Inserisci una parola chiave per iniziare la ricerca

Contenuto realizzato con il supporto di strumenti di intelligenza artificiale e revisionato dall'autore.

IVA e contributi falcidiabili: come ridurli nel sovraindebitamento - Studio Legale MP - Verona

Quando il debito tributario e previdenziale supera il patrimonio disponibile, il sovraindebitamento non è più soltanto una procedura concorsuale di recupero: diventa l'unico strumento che consente di accedere a una riduzione legittima di crediti che, per loro natura, sarebbero altrimenti intangibili. Eppure, l'errore più frequente che si registra nella prassi non è tecnico-legale: è strategico. Molti debitori — e talvolta i loro consulenti — approciano il passivo fiscale come un ostacolo invalicabile o, al contrario, come una variabile liberamente modellabile. La realtà del diritto vigente, confermata dalla giurisprudenza più recente, è molto più sfumata.
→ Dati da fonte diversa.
Issue #489, opened 2026-05-15
Expose inference-perf's own metrics via Prometheus for structured runtime observability


Bslabe123:
## Summary

Expose inference-perf's own benchmark metrics (TTFT, ITL, throughput, request counts, errors, stage state, etc.) via a Prometheus exposition surface, and use it as the primary structured signal for runtime observability across local, in-cluster, and Job deployments. Progress bars and CLI status should be derived from the same in-process registry so runtime state is computed once.

Note: inference-perf already *consumes* Prometheus metrics from the model server. This issue is the inverse: emitting our own metrics about the benchmark run.

## Motivation

Logs are today's de-facto observability surface and fit poorly with where inference-perf is going:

Il quadro normativo: cosa dice il Codice della Crisi sull'IVA e i contributi

Il punto di partenza è l'art. 75 del D.Lgs. 12 gennaio 2019, n. 14 (Codice della Crisi d'Impresa e dell'Insolvenza, CCII), che disciplina il trattamento dei crediti privilegiati nel concordato minore. La norma consente la falcidia dei crediti privilegiati — tra cui l'IVA e i contributi previdenziali — a condizione che il piano assicuri a tali creditori una soddisfazione non inferiore a quella che ricaverebbero dall'alternativa liquidatoria: il cosiddetto best interest of creditors test. In altri termini, l'Erario e l'INPS possono essere soddisfatti in misura ridotta rispetto al loro credito nominale, ma non possono ricevere meno di quanto incasserebbero se tutti i beni del debitore venissero liquidati.

La svolta decisiva era già stata tracciata dalla Corte Costituzionale con la sentenza n. 245 del 2019, che aveva dichiarato l'illegittimità costituzionale dell'art. 7, comma 1, terzo periodo, della legge n. 3/2012 nella parte in cui escludeva la possibilità di falcidiare l'IVA nelle procedure di sovraindebitamento, riconoscendo che tale divieto violava i principi di uguaglianza e ragionevolezza, oltre a ostacolare il diritto del debitore a una seconda chance. Il legislatore del CCII ha recepito quella indicazione, inserendo la falcidiabilità dell'IVA nel regime ordinario delle procedure minori.

Il quadro è tuttavia più articolato per i contributi previdenziali. Il terzo decreto correttivo del Codice della Crisi ha ampliato l'applicabilità della transazione fiscale, includendo strumenti come la composizione negoziata della crisi e il piano di ristrutturazione soggetto ad omologazione, introducendo però importanti restrizioni: i contributi e premi previdenziali, assistenziali e assicurativi non possono essere oggetto di transazione fiscale. Questo dato è spesso trascurato: la transazione fiscale in senso stretto, cioè il meccanismo negoziale diretto con l'Erario, non riguarda i contributi. Ma la falcidia dei contributi nel concordato minore — diversa dalla transazione fiscale — rimane possibile attraverso il test di convenienza liquidatoria e, se necessario, attraverso il cram down giudiziale.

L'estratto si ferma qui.